Statystyka potwierdza problemy z doprowadzaniem do sądowego finału spraw dotyczących zmów. Chociaż liczba wszczynanych postępowań rośnie skokowo, to nie znajduje to odzwierciedlenia w liczbie wyroków skazujących. W ubiegłym roku wszczęto prawie cztery razy więcej spraw niż w 2012 r., bo aż 186. Wyroków skazujących zapadło natomiast jedynie 16, podczas gdy w 2012 r. było ich 11.
Prokuratura Generalna w swym piśmie do ministra sprawiedliwości nie wskazała, jakie konkretnie powinno być górne zagrożenie karą w przypadku przestępstw z art. 305 kodeksu karnego.
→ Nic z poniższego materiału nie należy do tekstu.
PR #637, opened 2022-11-20
Reset Application Form on Error or on Version-Change

michael-markl:
This resets the application form if
1) the version of the application form changes. The version is determined by the commit id that touched the administration/src/application folder the last time.
2) an error occurs while rendering (this shouldn't happen in production, but acts as a safety net. For dev, it might happen when fiddling around with the application form)

(Fun fact: I tried hard to make GitHub recognize, I just renamed the useLocallyStoredState file and appended some content, but it just didn't want to understand that in its diff... 🙀 )


administration/application_commit.sh
```diff
@@ -0,0 +1,15 @@
+#!/bin/bash
+
+# This script determines the last commit of the folder administration/src/application.
+# This is used as a version for the application form. The form should reset whenever there are changes to the source
+# code of the application form.
+
+basedir=$(dirname "$0")
```
maxammann, line 7: Add here some script to check if the dependencices are installed.

```
if ! command -v git &> /dev/null
then
    echo "Git is not installed."
    exit
fi

```

administration/package.json
```diff
@@ -54,8 +54,8 @@
     "typescript": "^4.8.3"
   },
   "scripts": {
-    "start": "react-scripts start",
-    "build": "react-scripts build",
+    "start": "set -ae; REACT_APP_APPLICATION_COMMIT=$(./application_commit.sh); react-scripts start",
```
maxammann, line 57: Move `set -ae` to the script.

administration/src/application/ApplicationErrorBoundary.tsx
```diff
@@ -0,0 +1,35 @@
...
+      await localforage.removeItem(globalArrayBuffersKey)
+    } catch (e) {
+      console.error('Another error occurred while resetting the application state.', e)
+    } finally {
+      this.setState({ resetting: false })
+    }
+  }
+
+  render() {
+    if (this.state.resetting) return null
```
maxammann, line 22: Add braces. Shouldn't such things be cought by our linter?

maxammann (approved):
Looks good!

administration/src/application/components/ApplyController.tsx
```diff
@@ -5,30 +5,35 @@ import '@fontsource/roboto/700.css'
...
+import useVersionedLocallyStoredState from '../useVersionedLocallyStoredState'
 import DiscardAllInputsButton from './DiscardAllInputsButton'
 import { useGarbageCollectArrayBuffers, useInitializeGlobalArrayBuffersManager } from '../globalArrayBuffersManager'
 import ApplicationForm from './forms/ApplicationForm'
 import { useCallback, useMemo } from 'react'
 import { SnackbarProvider, useSnackbar } from 'notistack'
+import ApplicationErrorBoundary from '../ApplicationErrorBoundary'
 
-const applicationStorageKey = 'applicationState'
+const lastCommitForApplicationForm = process.env.REACT_APP_APPLICATION_COMMIT as string
```
maxammann, line 16: Maybe add a comment here where the variable is coming from, and that a preprocessor is string-replacing the process.env. stuff.

administration/package.json
michael-markl: The `set -ae` is necessary here, to make the script exit if it fails. Putting it into the script has no effect.

michael-markl: We could also do something like:

```suggestion
    "start": "c=$(./application_commit.sh) && REACT_APP_APPLICATION_COMMIT=$c react-scripts start",
```

That seems to work for me as well. Is that better?

administration/src/application/ApplicationErrorBoundary.tsx
michael-markl: probably our linter allows that currently.

administration/package.json
michael-markl: @maxammann lmk what you think. You can also merge this otherwise.

maxammann: Hm I wonder why that works but the initial version without the `set`

Just tested on macOS with zsh, the set version works so lets merge it.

Liczy jednak na to, że będzie wyższe niż pięć lat więzienia.
– Wówczas okres przedawnienia wynosiłby 15 lat, co bez wątpienia pozwoliłoby skuteczniej zwalczać ten rodzaj przestępczości, a przede wszystkim doprowadzać do skazywania winnych – uważa Mateusz Martyniuk.
Zmowy przetargowe są również zwalczane przez Urząd Ochrony Konkurencji i Konsumenta. W ogłoszonej w ub.r. „Polityce konkurencji 2014–2018” uznano to za jeden z priorytetów tej instytucji. Przedsiębiorcy, któremu zostanie udowodniony udział w zmowie, grożą niemałe kary – teoretycznie nawet do 10 proc. rocznego przychodu. W praktyce, zgodnie z wytycznymi, powinny się one mieścić w widełkach od jednego do trzech proc. rocznych przychodów. Najwyższa z dotychczas nałożonych przez UOKiK kar wyniosła 900 tys. zł, chociaż ostatecznie została obniżona przez sąd do 395 tys. zł (sprawa dotyczyła przetargu na kompleksowe wyposażenie przejścia granicznego w Dorohusku).
Także UOKiK przyznaje, że wykrywanie zmów przetargowych jest wyjątkowo trudne. Słabo sprawdza się tu program leniency, dzięki któremu firmy współpracujące z UOKiK mogą liczyć na złagodzenie lub uniknięcie kary. Najskuteczniejszym sposobem na identyfikowanie przetargów, w których może dochodzić do nieprawidłowości, jest monitorowanie postępowań.